Yang Wanneng, Guo Zilong, Huang Chenglong, Wang Ke, Jiang Ni, Feng Hui, Chen Guoxing, Liu Qian, Xiong Lizhong
National Key Laboratory of Crop Genetic Improvement and National Center of Plant Gene Research (Wuhan), Huazhong Agricultural University, Wuhan 430070, PR China College of Engineering, Huazhong Agricultural University, Wuhan 430070, PR China Agricultural Bioinformatics Key Laboratory of Hubei Province, Huazhong Agricultural University, Wuhan 430070, PR China.

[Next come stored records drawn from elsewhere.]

PR #20, opened 2018-11-18
DOM api task

IrynaY:
###  DOM API

[Demo](https://irynay.github.io/test/) |
[Code base](https://github.com/IrynaY/test)

Please, review.


submissions/IrynaY/js-dom/index.js
```diff
@@ -0,0 +1,23 @@
...
+  const pageContent = document.getElementById("page_content")
+  const menuContainer = document.getElementById("menu_container")
+  const menuButton = document.getElementById("menu_btn")
+
+  pageContent.innerHTML = `<img src="${content.cat.img}" class="pic">` + content.cat.content
+
+  Object.keys(content).forEach(el => {
+    const li = document.createElement("li")
+    li.innerHTML = `${content[el].title}`
+    li.addEventListener("click", function () {
```
zonzujiro: Imagine, that you have a table with a lot of elements and you need to add the listener to each cell. Something like google sheets. In such case adding a listener to each element is a bad idea, because you will create a function for every cell. Instead, you can use `event delegation` and add one listener to all table. Read about it and use this practice here.

submissions/IrynaY/js-dom/index.js
```diff
@@ -0,0 +1,23 @@
...
+      pageContent.innerHTML = `<img src="${content[el].img}" class="pic">` + content[el].content
+    })
+    menuList.appendChild(li)
+  })
+
+  menuButton.addEventListener("click", function () {
+    menuContainer.style.display !== "flex" ?  
+      menuContainer.style.display = "flex" : menuContainer.style.display = "none"
```
zonzujiro: You should use classes and `classList` API for such changes. 

This is because of several reasons:
1. Classes are more declarative. In such way, you will show "what" going on instead of "how". Such things will make code cleaner and more descriptive.
2. On every direct change of style, the browser will call `repaint` and/or `reflow` processes. Long story short - this is operations which must be made for every change of the page, so better give to browser opportunity to apply such changes in on step, just by getting all the styles from CSS.
3. Styles are matter of CSS, not JS :)

submissions/IrynaY/js-dom/style.css
```diff
@@ -0,0 +1,110 @@
...
+  }
+
+  #content{
+    width: 100%;
+  }
+}
+
+@media screen and (min-width: 800px) {
+  #menu_container{
+    display: flex !important;
```
zonzujiro: Usually, try to avoid `!important`. Why do you need it here?

submissions/IrynaY/js-dom/content.js
```diff
@@ -0,0 +1,54 @@
+const content = {
```
mgdskr: Here we have a list of similar menu items - please use appropriate data structure for them - an array. Also you should use meaningful naming like `menuItems` but not general `content` which says nothing about itself.

submissions/IrynaY/js-dom/index.js
```diff
@@ -0,0 +1,23 @@
+window.onload = function() {
+  const menuList = document.getElementById("menu");
+  const pageContent = document.getElementById("page_content")
+  const menuContainer = document.getElementById("menu_container")
+  const menuButton = document.getElementById("menu_btn")
+
+  pageContent.innerHTML = `<img src="${content.cat.img}" class="pic">` + content.cat.content
+
+  Object.keys(content).forEach(el => {
```
mgdskr: Using `Object.keys` you can't be sure about keys order and this is one more reason to use an array instead of object to keep menu items.

submissions/IrynaY/js-dom/index.js
```diff
@@ -0,0 +1,23 @@
...
+    const li = document.createElement("li")
+    li.innerHTML = `${content[el].title}`
+    li.addEventListener("click", function () {
+      pageContent.innerHTML = `<img src="${content[el].img}" class="pic">` + content[el].content
+    })
+    menuList.appendChild(li)
```
mgdskr: It is better to create a whole fragment and insert it once to the DOM than append each item separately.

submissions/IrynaY/js-dom/index.js
IrynaY: Thanks)

submissions/IrynaY/js-dom/style.css
IrynaY: interrupted another selector, i'll remove !important)

submissions/IrynaY/js-dom/index.js
IrynaY: thanks)

submissions/IrynaY/js-dom/content.js
IrynaY: thanks, fixed)

submissions/IrynaY/js-dom/index.js
IrynaY: thanks)

submissions/IrynaY/js-dom/index.js
IrynaY: try to fix))thanks)

submissions/IrynaY/js-dom/index.js
```diff
@@ -0,0 +1,26 @@
...
+  menuContainer.appendChild(ul)
+
+  ul.addEventListener("click", (evt) => {
+    if (evt.target.tagName != "LI") return
+    let element = сharacters.filter(el => {return el.id === evt.target.textContent})
+    pageContent.innerHTML = `<img src="${element[0].img}" class="pic">` + element[0].content
+  })
+
+  menuButton.addEventListener("click", () => {
+    ul.className === "visible" ? ul.className = "disable" : ul.className = "visible"
```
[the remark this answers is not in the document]
IrynaY: spasibo)

submissions/IrynaY/js-dom/index.js
```diff
@@ -0,0 +1,26 @@
...
+  сharacters.forEach(el => {
+    const li = document.createElement("li")
+    li.innerHTML = `${el.id}`
+    ul.appendChild(li)
+  })
+  menuContainer.appendChild(ul)
+
+  ul.addEventListener("click", (evt) => {
+    if (evt.target.tagName != "LI") return
+    let element = сharacters.filter(el => {return el.id === evt.target.textContent})
```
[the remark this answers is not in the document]
IrynaY: exactly. it's a arrow function. thanks)

mgdskr: If you are iterating over array of `characters` it would be more meaningful to name element `character` like `characters.filter(character => ...` Also `Array.prototype.filter` returns new array and it should be reflected in the variable name you are assigning the result to `const activeCharacters = characters.filter(character => ...)`. But in this case I would suggest to look at `Array.prototype.find` which return an element, but not array and it would be more clear `const activeCharacter = characters.find(character => ...)`

IrynaY: Understood) fixed) thanks)

IrynaY:
Guys, what should I do next in this pull request?

OleksiyRudenko:
@IrynaY please, proceed to the next task. You are not required to suspend while any PR is under revision. Apologies for the delay.

@zonzujiro @mgdskr would you please review at your earliest convenience?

National Key Laboratory of Crop Genetic Improvement and National Center of Plant Gene Research (Wuhan), Huazhong Agricultural University, Wuhan 430070, PR China.
J Exp Bot. 2015 Sep;66(18):5605-15. doi: 10.1093/jxb/erv100. Epub 2015 Mar 20.
Leaves are the plant's solar panel and food factory, and leaf traits are always key issues to investigate in plant research. Traditional methods for leaf trait measurement are time-consuming. In this work, an engineering prototype has been established for high-throughput leaf scoring (HLS) of a large number of Oryza sativa accessions. The mean absolute per cent of errors in traditional measurements versus HLS were below 5% for leaf number, area, shape, and colour. Moreover, HLS can measure up to 30 leaves per minute. To demonstrate the usefulness of HLS in dissecting the genetic bases of leaf traits, a genome-wide association study (GWAS) was performed for 29 leaf traits related to leaf size, shape, and colour at three growth stages using HLS on a panel of 533 rice accessions. Nine associated loci contained known leaf-related genes, such as Nal1 for controlling the leaf width. In addition, a total of 73, 123, and 177 new loci were detected for traits associated with leaf size, colour, and shape, respectively. In summary, after evaluating the performance with a large number of rice accessions, the combination of GWAS and high-throughput leaf phenotyping (HLS) has proven a valuable strategy to identify the genetic loci controlling rice leaf traits.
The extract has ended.